* What is expected *
From the first line of the material through the line containing "1. Start txs, open", restate everything word for word and nothing more.
=== Supplied material ===
PR #2379, opened 2022-06-04
new cwls

mbertucci47:
New cwls for `apacite`, the `biditufte` bundle, `class-sn-jnl`, `class-svmono`, and `multifootnote`. Updated cwl for `tabularray` and other small fixes.


sunderme:
thanks

PR #2389, opened 2022-06-08
detect screen dpi for config

### LINKED ISSUE #2385: txs sets Screen Resolution to 72dpi
### Reproduce:
1. Delete ini file, then start txs on a screen with 142dpi
2. Open document with several pages, open pdf in embedded pdf-viewer
3. Press button original size (100%). But page shows in size of approx. 50% to 51%.
4. Check config options for pdf-viewer. Screen Resolution is set to 72dpi.

### Environment
- TeXstudio 4.2.3, Qt 6
- OS: Windows 10
- TeX distribution: miktex
- Display 16:9 FullHD

### Expected behavior
txs should detect screen resolution at first start. Then pages will show in original size, when zoom is 100%.

### Solution
s. [Qt](https://doc.qt.io/qt-6/qscreen.html#physicalDotsPerInch-prop)

octaeder:
This PR enhances first start of txs. Instead of setting screen resolution to 72dpi it now uses [Qt](https://doc.qt.io/qt-6/qscreen.html#physicalDotsPerInch-prop) do determine screen resolution. This will avoid irritation, when user views pdf at 100% but finds displayed pages not in original size.

Resolves #2385 

grafik

### DIFF
--- a/src/configmanager.cpp
+++ b/src/configmanager.cpp
@@ -749,7 +749,9 @@ ConfigManager::ConfigManager(QObject *parent): QObject (parent),
 #if (QT_VERSION<QT_VERSION_CHECK(6,0,0))
     int dpi=QApplication::desktop()->logicalDpiX();
 #else
-    int dpi=72; // how to access main screen dpi?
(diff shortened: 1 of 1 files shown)


sunderme:
thanks

Issue #2388, opened 2022-06-08
no propper going to next page after fit to window in some cases


octaeder:
### Reproduce:
1. Start txs, open document with several A4 pages, open pdf in windowed pdf-viewer, select grid 2x2, disable continuous.
2. Resize window such that the viewport has a size of 500 to 900 pixels of width and exactly 628 pixels of height. The viewport is the rectangle in light gray that holds the pages. It is surrounded by a line that is 1 pixel wide and has colour dark gray.
    Note: If you want you can set values in the ini file as given here:

        Geometries\PdfViewerWidth=735
        Geometries\PdfViewerHeight=717

    This will give you a suitable viewport of size 733 x 628 (this may depend on OS and other settings).
4. Press button fit to window. You will find that pressing arrow keys cursor down and up will move the page one pixel up and down, so going to next page is prohibited.

![grafik](https://user-images.githubusercontent.com/102688820/172501582-6a1a5215-9727-4b2d-8ea0-ab7c2ebab123.png)
This image shows a viewport of size 908 x 628 pixels. The info boxes to the right show values used in the methods, where there names are given in the box titles (fitWindow and adjustSize). The two pages of size A4 including the grid  border of 5 pixesl have a width of 445 pixels (rwidth). portHeight and portWidth are the viewport dimensions reduced by 5 pixels for the grid border. Page dimensions are in 1/72 inch (i.e. pt). Vertical scaleFactor is 37,0001%. The calculated total height (rheight) is 629 pixels, so 1 pixel heigher than the viewport.

### Reason
Rounding error in adjustSize:
```
QSize pageSize = (maxPageSizeFDpiAdjusted() * scaleFactor).toSize();
pageSize.rwidth() = pageSize.rwidth() * gridx + (gridx - 1) * GridBorder;
pageSize.rheight() = pageSize.rheight() * gridy + (gridy - 1) * GridBorder;
```
Since dpi equals 72 pageSize.rheight() should be 0,370001 * 841,89 = 311,5001... But by using QSize this is rounded to 312. Thus the final line calulates 312 * 2 + 5 = 624+5 = 629 instead of 311,5 * 2 + 5 = 628. So pageSize should be of type QSizeF.

In this case we do not need the calulation of pageSize since the product in the third line is exactly portHeight -- and that of the second line is portWidth. Maybe these values could be passed to adjustSize.

### Environment
TeXstudio 4.3.0 (git 4.3.0beta1) Qt-Version 6.3.0
[...]

PR #2390, opened 2022-06-08
better accuracy for pageSize on fitWindow

octaeder:
This PR fixes a problem (c.f. #2388) in the pdf-viewer when using fit to window. Reason: Calculating the scaled page size in screen dots is affected by loss of precision (integer arithmetic). Thus in some cases the size of the viewport is 1 pixel less than the result of the calculations. Srcolling 1 pixel appears instead of going to next/previous page.


sunderme:
thanks

PR #2393, opened 2022-06-08
show screen dpi in Pdf Viewer Config

octaeder:
This PR enhances display of the Pdf Viewer Config dialog, which now presents the system screen resolution (s, same line where you set the value). So the user need not calculate the correct value in case she uses a different display or has changed the value for some reason.

### Example
grafik

### DIFF
--- a/src/configdialog.cpp
+++ b/src/configdialog.cpp
@@ -394,6 +394,10 @@ ConfigDialog::ConfigDialog(QWidget *parent): QDialog(parent,Qt::Dialog|Qt::Windo
     // adapt icon size to dpi
     double dpi=QGuiApplication::primaryScreen()->logicalDotsPerInch();
     double scale=dpi/96;
+	int systemdpi = qRound(QGuiApplication::primaryScreen()->physicalDotsPerInch()); // main screen dpi
+	if (systemdpi < 10 || dpi > 1000)
+		systemdpi = 96;
+	QString labelSystemdpi = tr("Screen Resolution (System: %1 dpi):").arg(systemdpi);
 
 	setModal(true);
 	ui.setupUi(this);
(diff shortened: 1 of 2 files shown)


src/configdialog.cpp
```diff
@@ -394,6 +394,10 @@ ConfigDialog::ConfigDialog(QWidget *parent): QDialog(parent,Qt::Dialog|Qt::Windo
     // adapt icon size to dpi
     double dpi=QGuiApplication::primaryScreen()->logicalDotsPerInch();
     double scale=dpi/96;
+	int systemdpi = qRound(QGuiApplication::primaryScreen()->physicalDotsPerInch()); // main screen dpi
+	if (systemdpi < 10 || dpi > 1000)
+		systemdpi = 96;
+	QString labelSystemdpi = tr("Screen Resolution") + " (" + tr("System") + QString(": %1 dpi").arg(systemdpi) + "):";
```
sunderme, line 400: tr("%1").arg(12) works, so please change the text to a single tr expression.

octaeder: thx

sunderme:
thanks

octaeder:
#### Some notes from testing
Following shows results of several functions when running in windows sandbox on a screen with approx. 96dpi:
```
qDebug() << QGuiApplication::primaryScreen()->physicalDotsPerInch() << devicePixelRatio();	// 25.4dpi 1
qDebug() << QGuiApplication::primaryScreen()->logicalDotsPerInch()
    << QGuiApplication::primaryScreen()->QScreen::devicePixelRatio();	// 96dpi 1
qDebug() << QGuiApplication::primaryScreen()->geometry();		// QRect(0,0 1920x1200)
qDebug() << QGuiApplication::primaryScreen()->physicalSize();		// QSizeF(1920, 1200)
```
Since real pixel density of the screen is 96dpi, this would suggest to use logicalDotsPerInch instead of the 4 times lower physicalDotsPerInch. But running in a real windows environment and a monitor of 142dpi, then physicalDotsPerInch shows 142dpi while logicalDotsPerInch still shows 96dpi. So it seems better to stay with physicalDotsPerInch.

octaeder:
The value of 25 dpi for physicalDotsPerInch happens if one switches to a windowed sandbox. Even after going back to maximized (fullscreen) the value keeps 25 dpi. If you now turn off and on your monitor the value will be correct and you can check the custom value in the config if it is the same.

PR #2399, opened 2022-06-09
mark grid menu entry after canceling Grid Dialog

octaeder:
As discussed [here](https://github.com/texstudio-org/texstudio/commit/05e561aa390366d8df49287476395f2b4f10eaeb#commitcomment-74580745) this PR fixes the problem after canceling the custom grid dialog that entry _Custom Grid..._ is checked in the menu instead of a normal grid when possible. Code used is same by @sunderme in 2e7a5b3, thx.


sunderme:
thanks

PR #2402, opened 2022-06-11
Added cut, copy and paste functionality to the Array and Tabular Wizard.

fjpereny:
# Cut / Copy / Paste Tabular Wizard
## Previous Issue
Users needed to manually type in each field, it did not allow cut/copy/paste/delete like a normal spreadsheet application.  This prevented users from quickly putting tables in from other applications.
## Solution
Added additional functions
Users can now cut / copy / paste / delete their selection in the Array and Tabular Wizard windows.  This data is normally tab separated.

The following shortcuts now work on the tables:

CTRL + C = COPY
CTRL + X = CUT
DELETE = DELETE
CTRL + V = PASTE

### DIFF
--- a/src/arraydialog.cpp
+++ b/src/arraydialog.cpp
@@ -120,7 +120,7 @@ void ArrayDialog::keyPressEvent(QKeyEvent *event)
         int end_row = list[0]->row();
         int start_col = list[0]->column();
         int end_col = list[0]->column();
-        for (QTableWidgetItem *item : list)
+        for(QTableWidgetItem *item : list)
         {
             if (item->row() < start_row)
             {
@@ -140,9 +140,9 @@ void ArrayDialog::keyPressEvent(QKeyEvent *event)
             }
         }
 
-        for (int row=start_row; row <= end_row; ++row)
+        for(int row=start_row; row <= end_row; ++row)
         {
-            for (int col=start_col; col <= end_col; ++col)
+            for(int col=start_col; col <= end_col; ++col)
             {
                 QTableWidgetItem *item = ui.tableWidget->item(row, col);
                 copied_text += item->text();
@@ -182,7 +182,7 @@ void ArrayDialog::keyPressEvent(QKeyEvent *event)
         int end_row = list[0]->row();
         int start_col = list[0]->column();
         int end_col = list[0]->column();
-        for (QTableWidgetItem *item : list)
+        for(QTableWidgetItem *item : list)
         {
             if (item->row() < start_row)
             {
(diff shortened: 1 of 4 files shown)


src/arraydialog.cpp
```diff
@@ -90,3 +90,206 @@ void ArrayDialog::newRows(int num) {
...
+        clipboard->setText(copied_text);
+    }
+
+    // Table Paste
+    // Allows pasting of cell data from spreadsheet applications such as LibreOffice Calc.
+    if ((event->modifiers() == Qt::CTRL) && (event->key() == Qt::Key_V))
+    {
+        QClipboard *clipboard = QGuiApplication::clipboard();
+        QString pasted_text = clipboard->text();
+        QList<QString> rows = pasted_text.split('\n');
```
sunderme, line 229: should be changed to
`QList<QString> rows = pasted_text.split('\n',Qt::SkipEmptyParts);`

Otherwise always a new empty line is added after the pasted content.

src/tabdialog.cpp
```diff
@@ -413,3 +413,206 @@ spancolor.setAlphaF( 0.2 );*/
...
+        clipboard->setText(copied_text);
+    }
+
+    // Table Paste
+    // Allows pasting of cell data from spreadsheet applications such as LibreOffice Calc.
+    if ((event->modifiers() == Qt::CTRL) && (event->key() == Qt::Key_V))
+    {
+        QClipboard *clipboard = QGuiApplication::clipboard();
+        QString pasted_text = clipboard->text();
+        QList<QString> rows = pasted_text.split('\n');
```
sunderme, line 552: same as above

`QList<QString> rows = pasted_text.split('\n',Qt::SkipEmptyParts);`

src/arraydialog.cpp
fjpereny: Thanks and good catch.

src/arraydialog.cpp
```diff
@@ -90,3 +90,206 @@ void ArrayDialog::newRows(int num) {
...
+            if (indexList.count() > 0)
+            {
+                starting_row = selection_model->selectedIndexes().begin()->row();
+                starting_col = selection_model->selectedIndexes().begin()->column();
+            }
+        }
+
+        int cur_row = starting_row;
+        int cur_col = starting_col;
+        for (QString row : rows)
```
sunderme, line 247: and maybe more a style point (as the compiler warns)
`for (const QString &row : rows)` 

same below for cols

fjpereny: Fixed, thanks.

sunderme:
Sorry about that but Qt5 uses a different constant for skip empty parts: `QString::SkipEmptyParts`
You need to distinguish Qt5/Qt6 now, e.g cleandialog.cpp lines 102..

sunderme:
thanks

PR #2403, opened 2022-06-11
fix info in pdf-viewer docks (issue #2119)

### LINKED ISSUE #2199: windowed pdf viewer opens empty content view
### Environment
- TeXstudio: 4.2.2
- Qt: 5.15.2
- OS: Windows 10
- TeX distribution: miktex

### Expected behavior case 1
If the viewer shows a pdf and you open the contents view (menu Window/Show), then the view should show the pdf contents (if there is one) or No TOC (if there is none).

### Actual behavior case 1
If the windowed viewer starts such that the contents view is not open, then the following happens: If you open the contents view, it will stay empty. If you close the viewer (without closing the contents view), then the contents (or No TOC) will show upon the next start of the viewer. Another workaround is to switch to the embedded viewer, then switch back to the windowed viewer.

Addition:
### Expected behavior case 2
When I preview a pdf of a latex document, then switch to a tab of txs editor of another document and click view, then content view dock and all other pdf information docks of the pdf-viewer should show data of the second document.

### Actual behavior case 2
If any of the docks of the pdf-viewer is open, this works as expected. But if all docks had been closed while viewing the first document then data of the first document may be presented in the docks you open now while viewing the second document. It may even happen that de contents dock shows a mixture of the first and the second document:

grafik
page 3 is from first document, page 4 is the end of the contents of the second document

octaeder:
This PR fixes #2199. The issue showed that information presented in the docks of the windowed pdf-viewer may be missing (pdfOutline) or be of a previous document (pdfOutline, pdfInfo, pdfOverview, ...). These docks can be enabled and disabled via menu Window/Show. The issue depends of the visibility of the docks at time you open the viewer or switch to another document.

The small change in code ensures that all docks are assumed not beeing filled when loading a new document, so data will be retrieved as necessary. Disabeling and (re) enabeling a dock will not reload data. In case that the document has no structure (chapter, ...) the pdfOutline shows _No TOC_.

### DIFF
--- a/src/pdfviewer/PDFDocks.cpp
+++ b/src/pdfviewer/PDFDocks.cpp
@@ -55,6 +55,7 @@ PDFDock::~PDFDock()
 
 void PDFDock::documentLoaded()
 {
+	filled = false;
 	if (!isHidden()) {
 		fillInfo();
 		filled = true;


sunderme:
thanks

PR #2404, opened 2022-06-11
Fixed logical error that caused a new item to be created every time.

fjpereny:
Currently iteration of the loop will allocate new memory.  It should only do so when the existing item does not exist (null pointer).  The logic was previously there but not implemented correctly.


sunderme:
thanks

PR #2410, opened 2022-06-13
fix Update check (issue #2244)

### LINKED ISSUE #2244: Check for updates not correct in some case
With current txs 4.2.2 Qt5 on win10 I observe following: Open config dialog. It shows Update Level "Stable Releases". I change this to "Dev. Versions" and let immediately check for updates (do not close config dialog). Dialog says "txs is-up-to date". Of course this is not true. Close and reopen config dialog. I see Update Level "Dev. Versions" as expected. Check for updates now shows as expected:

grafik

If you now change to "Stable Release" without closing config dialog will show prev. image.

### Expected behavior
Check correctly for updates according to (changed) setup without closing config dialog.

octaeder:
The GUI has been slightly reworked as can be seen in #2244, because of some issue with displaying of non stable current version. Also alpha versions are no longer ignored.


src/updatechecker.cpp
```diff
@@ -121,6 +128,25 @@ void UpdateChecker::parseData(const QByteArray &data)
...
+//	+ "{\"ref\":refs/tags/4.0.0alpha7,"
+//	+ "{\"ref\":refs/tags/4.0.0alpha8,"
+//	+ "{\"ref\":refs/tags/4.0.0beta1,"
+//	+ "{\"ref\":refs/tags/4.0.0beta2,"
+//	+ "{\"ref\":refs/tags/4.0.0beta3,"
+//	+ "{\"ref\":refs/tags/4.0.0rc1,"
+//	+ "{\"ref\":refs/tags/4.0.0rc2"
+//	;
+//*************** T E S T **************
+
```
sunderme, line 149: this looks like it needs to be put in autotests.
See directory src/tests

src/updatechecker.cpp
```diff
@@ -41,8 +42,14 @@ void UpdateChecker::autoCheck()
...
 
-void UpdateChecker::check(bool silent)
+void UpdateChecker::check(bool silent, int currentComboBoxUpdateLevel)
 {
+	// catch value if possible, s. comment at start of checkForNewVersion
+	if (currentComboBoxUpdateLevel == -1)
+		comboBoxUpdateLevel = -1;
+	else
+		comboBoxUpdateLevel = currentComboBoxUpdateLevel;
+
```
sunderme, line 52: this makes no sense, it is basically `comboBoxUpdateLevel = currentComboBoxUpdateLevel;`

sunderme:
There is already a test for version comparison which now fails. Please check and fix either test or code whichever is wrong.

octaeder:
new PR #2420

PR #2855, opened 2023-01-17
CWLs!

ponte-vecchio:
G'day,

This MR adds some 20 cwl files for [pdfMsym](https://www.ctan.org/pkg/pdfmsym) package as well as a large number of packages available in [KTUG](http://www.ktug.org/xe/) [repos](https://mirror.ischo.org/KTUG/texlive/texmf-dist/).

Since this is my first MR, I'll keep this MR a draft so that the files can be reviewed


completion/ifpxltex.cwl
```diff
@@ -0,0 +1,48 @@
...
+TeX
+XeLaTeX
+XeTeX
+#endkeyvals
+
+#keyvals:\IfpxlTeX#c, \IfpxlTeXpxl*#c, \pxlRequireTeX#c
+p
+x
+l
+l,p
```
sunderme, line 35: why are comma separated values here ?
if you define p,x&l previously, "l,p" are valid as any comma separated combination.

completion/jiwonlipsum.cwl
```diff
@@ -0,0 +1,18 @@
...
+# ponte-vecchio 2023-01-17 for v0.6
+
+#keyvals:\usepackage/jiwonlipsum#c
+nopar
+numbers
+#endkeyvals
+
+\jiwon
+\jiwon[%<num%>]
+\jiwon[%<char%>]
```
sunderme, line 11: do you really want to define the same command twice, only with different argument name ?

completion/ksbaduk.cwl
```diff
@@ -0,0 +1,103 @@
...
+posmark
+imageback
+imagefile=%<file%>
+textcmds
+numberfont=%<font%>
+tmarkfont=%<font%>
+#endkeyvals
+
+## 2.2 Global options
+\BadukpanSize{%<number%>}%definition
```
sunderme, line 18: I doubt that %definition is doing anything here.
Not sure what the intention is ?

completion/colorjamo.cwl
```diff
@@ -0,0 +1,12 @@
+# colorjamo package
+# ponte-vecchio 2023-01-17 for v.0.3
+
+#include: luacolor
+#include: transparent
```
mbertucci47, line 5: The cwl format is not very flexible when it comes to spaces. This, and every other `#include:`, needs to be
```
#include:luacolor
#include:transparent
```

completion/graphicsonthefly.cwl
```diff
@@ -0,0 +1,107 @@
...
+#endif
+
+#ifOption:animate
+#include: animate
+\animatedgifonthefly[%<options%>%keyvals]{%<fps%>}{%<image name%>}{%<start%>}{%<end%>}{%<url%>}
+\animatedgif{%<fps%>}{%<image name%>}{%<start%>}{%<end%>}{%<url%>}
+\usegifonthefly[%<options%>%keyvals]{%<image name%>}{%<url%>}
+#endif
+
+#keyvals:\animatedgifonthefly#c, \usegifonthefly#c
```
mbertucci47, line 30: Similarly the space needs to be removed here, it should be `#keyvals:\animatedgifonthefly#c,\usegifonthefly#c`

completion/graphicsonthefly.cwl
```diff
@@ -0,0 +1,107 @@
...
+all
+curl
+nocoalesce
+convert
+#endkeyvals
+
+## Animations
+#ifOption:all
+#include: animate
+\animatedgifonthefly[%<options%>%keyvals]{%<fps%>}{%<image name%>}{%<start%>}{%<end%>}{%<url%>}
```
mbertucci47, line 18: The `%keyvals` in `%<options%>%keyvals` is superfluous since `%<options%>` alone is specially recognized for keyvals

completion/grruby.cwl
```diff
@@ -0,0 +1,29 @@
...
+
+\begin{grruby}
+\end{grruby}
+\begin{grrubypars}
+\end{grrubypars}
+
+
+#ifOption:expos=true
+\grexpos
+\grexpos[%<options%>]#true,false
```
mbertucci47, line 24: `#true,false` is only for use in keyvals

completion/hanjacnt.cwl
```diff
@@ -0,0 +1,175 @@
...
+shi
+bae
+chu
+man
+eok
+cho
+#endkeyvals
+
+## 2.6 Counters
+\HANJA{%<counter%>}#d*
```
mbertucci47, line 79: Do these define a command? Otherwise the `#d` does not belong here, and the trailing `*` doesn't do anything (I think). If you're trying to mark them unusual then you'd use `#*` here (or `#*d` if that were the correct spec)

completion/kocircnum.cwl
```diff
@@ -0,0 +1,146 @@
...
+Raise=%<dim%>%l
+font=%<font options%>
+fontplus=%<font options%>
+base
+reset
+#endkeyvals
+#endif
+
+#ifOption:hz
+shape=%<shape%>#circle,circ,rectangle,rect,oval,ball
```
mbertucci47, line 112: Missing a `#keyvals:` here

completion/hanjacnt.cwl
sunderme: correct

completion/ksmisc.cwl
```diff
@@ -0,0 +1,13 @@
...
+#include:ksjosaref
+#include:kstextks
+#include:kslinematters
+#include:preparefont
+#include:singlepageempty
+
+\ks_pop_left:NN %<tlvar1%> %<tlvar2%>#S
+\ks_pop_right:NN %<tlvar1%> %<tlvar2%>#S
+\ks_clist_set_from_tl:NN %<clistvar%> %<tlvar%>#S
+\ks_seq_set_from_tl:NN %<seqvar%> %<tlvar%>#S
```
mbertucci47, line 13: There's not currently any support for expl3 syntax so these lines don't do anything

completion/pdfMsym.cwl
```diff
@@ -0,0 +1,196 @@
...
+\varwidecheck{%<arg%>}#m
+\varwidetilde{%<arg%>}#m
+
+## 2.5 Extendable Operators
+\suum#m
+\prood#m
+
+# 3. Defining your own symbols
+### Pre-defined lineheads
+\@rarrow#*
```
mbertucci47, line 160: Any lines containing an `@` are ignored so you don't need to list these internal commands

completion/ifpxltex.cwl
ponte-vecchio: Thanks for pointing this out! Reflected in the new commit.

completion/jiwonlipsum.cwl
ponte-vecchio: Changed to `jiwon[%<num/char%>]`

completion/colorjamo.cwl
ponte-vecchio: Thanks for pointing this out! Used `grep` to look for all instances of `#include: <pkg>` and fixed them in the new commit.

completion/ksbaduk.cwl
ponte-vecchio: Removed in the new commit

completion/graphicsonthefly.cwl
ponte-vecchio: Reflected in the new commit with all other cwl files, grep saves the day :)

completion/graphicsonthefly.cwl
ponte-vecchio: Reflected in the commit, changed all `%<options%>%keyvals` to just `%<options%>`

completion/grruby.cwl
ponte-vecchio: Made a new keyval list in the new commit

completion/hanjacnt.cwl
ponte-vecchio: It converts the value of the counter being used to Hanja/Hangul, so probably not a `d` here. Reflected in the new commit.

completion/ksmisc.cwl
ponte-vecchio: Removed!

completion/ksbaduk.cwl
```diff
@@ -15,10 +15,10 @@ tmarkfont=%<font%>
 #endkeyvals
 
 ## 2.2 Global options
-\BadukpanSize{%<number%>}%definition
-\BadukpanColor{%<color%>%color}%definition
-\BackgroundColor{%<color%>%color}%definition
-\NumberFont{%<font%>%font}%definition
+\BadukpanSize{%<number%>}
+\BadukpanColor{%<color%>%color}
+\BackgroundColor{%<color%>%color}
```
mbertucci47, line 20: These should just be
```
\BadukpanColor{color}
\BackgroundColor{color}
```
though it would be nice to be able to specify color args this way

completion/pdfMsym.cwl
ponte-vecchio: Removed!

completion/ksbaduk.cwl
ponte-vecchio: Ah, sad

completion/kocircnum.cwl
ponte-vecchio: Added!

completion/kswrapfig.cwl
```diff
@@ -0,0 +1,38 @@
...
+CaptionName=#figure,table
+#endkeyvals
+
+#ifOption:usebox
+\ksinsbox[%<position%>%keyvals]{%<number%>}{%<cmd%>}
+#keyvals:\ksinsbox#c
+r
+l
+c
+#endkeyvals
```
mbertucci47, line 38: Missing `#endif` and option name does not match option given in `#keyvals:\usepackage/kswrapfig#c`

completion/pdfMsym.cwl
```diff
@@ -0,0 +1,161 @@
+# pdfMsym package
```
===
* Output for this exercise *
PR #2379, opened 2022-06-04
new cwls

mbertucci47:
New cwls for `apacite`, the `biditufte` bundle, `class-sn-jnl`, `class-svmono`, and `multifootnote`. Updated cwl for `tabularray` and other small fixes.


sunderme:
thanks

PR #2389, opened 2022-06-08
detect screen dpi for config

### LINKED ISSUE #2385: txs sets Screen Resolution to 72dpi
### Reproduce:
1. Delete ini file, then start txs on a screen with 142dpi
2. Open document with several pages, open pdf in embedded pdf-viewer
3. Press button original size (100%). But page shows in size of approx. 50% to 51%.
4. Check config options for pdf-viewer. Screen Resolution is set to 72dpi.

### Environment
- TeXstudio 4.2.3, Qt 6
- OS: Windows 10
- TeX distribution: miktex
- Display 16:9 FullHD

### Expected behavior
txs should detect screen resolution at first start. Then pages will show in original size, when zoom is 100%.

### Solution
s. [Qt](https://doc.qt.io/qt-6/qscreen.html#physicalDotsPerInch-prop)

octaeder:
This PR enhances first start of txs. Instead of setting screen resolution to 72dpi it now uses [Qt](https://doc.qt.io/qt-6/qscreen.html#physicalDotsPerInch-prop) do determine screen resolution. This will avoid irritation, when user views pdf at 100% but finds displayed pages not in original size.

Resolves #2385 

grafik

### DIFF
--- a/src/configmanager.cpp
+++ b/src/configmanager.cpp
@@ -749,7 +749,9 @@ ConfigManager::ConfigManager(QObject *parent): QObject (parent),
 #if (QT_VERSION<QT_VERSION_CHECK(6,0,0))
     int dpi=QApplication::desktop()->logicalDpiX();
 #else
-    int dpi=72; // how to access main screen dpi?
(diff shortened: 1 of 1 files shown)


sunderme:
thanks

Issue #2388, opened 2022-06-08
no propper going to next page after fit to window in some cases


octaeder:
### Reproduce:
1. Start txs, open document with several A4 pages, open pdf in windowed pdf-viewer, select grid 2x2, disable continuous.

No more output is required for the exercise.